From the data, return each line holding the word "struct".

=== Material shown ===

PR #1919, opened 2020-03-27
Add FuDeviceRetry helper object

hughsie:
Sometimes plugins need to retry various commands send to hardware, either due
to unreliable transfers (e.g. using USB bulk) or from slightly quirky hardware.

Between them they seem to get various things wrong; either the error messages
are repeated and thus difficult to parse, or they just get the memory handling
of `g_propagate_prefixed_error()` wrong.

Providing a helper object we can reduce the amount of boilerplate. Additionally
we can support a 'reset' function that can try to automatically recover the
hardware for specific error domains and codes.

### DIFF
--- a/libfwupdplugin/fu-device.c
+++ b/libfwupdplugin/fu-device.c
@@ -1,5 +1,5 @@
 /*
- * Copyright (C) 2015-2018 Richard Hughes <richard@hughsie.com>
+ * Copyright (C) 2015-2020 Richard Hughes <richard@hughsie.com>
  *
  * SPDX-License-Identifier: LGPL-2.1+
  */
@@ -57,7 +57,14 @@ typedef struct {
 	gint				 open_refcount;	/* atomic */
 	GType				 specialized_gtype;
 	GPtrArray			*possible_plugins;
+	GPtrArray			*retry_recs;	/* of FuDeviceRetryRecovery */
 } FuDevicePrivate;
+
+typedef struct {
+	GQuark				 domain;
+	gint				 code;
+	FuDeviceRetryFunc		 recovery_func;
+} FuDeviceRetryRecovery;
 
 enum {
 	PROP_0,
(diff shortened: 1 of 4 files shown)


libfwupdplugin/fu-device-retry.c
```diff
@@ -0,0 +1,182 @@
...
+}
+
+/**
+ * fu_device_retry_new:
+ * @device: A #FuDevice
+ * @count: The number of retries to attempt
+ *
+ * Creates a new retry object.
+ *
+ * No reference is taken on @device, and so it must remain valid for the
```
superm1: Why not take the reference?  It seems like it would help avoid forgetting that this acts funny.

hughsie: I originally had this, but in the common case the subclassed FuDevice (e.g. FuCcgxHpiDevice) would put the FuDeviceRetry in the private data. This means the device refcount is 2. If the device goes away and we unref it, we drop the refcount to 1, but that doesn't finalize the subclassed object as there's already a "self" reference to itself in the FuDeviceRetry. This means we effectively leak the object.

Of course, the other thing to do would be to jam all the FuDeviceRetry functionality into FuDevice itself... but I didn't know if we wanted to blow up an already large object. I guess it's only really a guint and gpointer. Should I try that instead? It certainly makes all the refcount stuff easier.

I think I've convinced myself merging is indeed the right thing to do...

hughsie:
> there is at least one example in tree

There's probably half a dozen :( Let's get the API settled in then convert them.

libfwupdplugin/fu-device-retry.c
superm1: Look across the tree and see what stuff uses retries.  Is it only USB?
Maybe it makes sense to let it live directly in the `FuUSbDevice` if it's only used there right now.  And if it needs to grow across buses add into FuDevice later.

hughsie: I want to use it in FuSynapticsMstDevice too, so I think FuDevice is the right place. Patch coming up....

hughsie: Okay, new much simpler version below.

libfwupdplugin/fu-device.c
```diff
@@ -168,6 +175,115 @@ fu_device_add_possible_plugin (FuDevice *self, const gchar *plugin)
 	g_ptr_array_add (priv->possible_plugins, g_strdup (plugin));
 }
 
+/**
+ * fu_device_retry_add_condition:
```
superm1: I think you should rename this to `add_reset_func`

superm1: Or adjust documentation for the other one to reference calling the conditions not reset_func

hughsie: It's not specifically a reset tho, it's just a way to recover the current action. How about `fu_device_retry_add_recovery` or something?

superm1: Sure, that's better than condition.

===

(Exercise result)
@@ -57,7 +57,14 @@ typedef struct {
+typedef struct {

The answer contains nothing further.